__WORK INSTRUCTION__
What is needed is an exact copy of the line where "These fix a" appears plus every later line in the material.

__DATA PROVIDED__

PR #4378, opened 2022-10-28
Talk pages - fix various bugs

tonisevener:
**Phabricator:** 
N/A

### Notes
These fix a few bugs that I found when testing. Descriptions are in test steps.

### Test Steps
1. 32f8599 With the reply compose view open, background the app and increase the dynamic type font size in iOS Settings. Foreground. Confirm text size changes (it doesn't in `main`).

__ANSWER TO THIS TASK__
These fix a few bugs that I found when testing. Descriptions are in test steps.

### Test Steps
1. 32f8599 With the reply compose view open, background the app and increase the dynamic type font size in iOS Settings. Foreground. Confirm text size changes (it doesn't in `main`).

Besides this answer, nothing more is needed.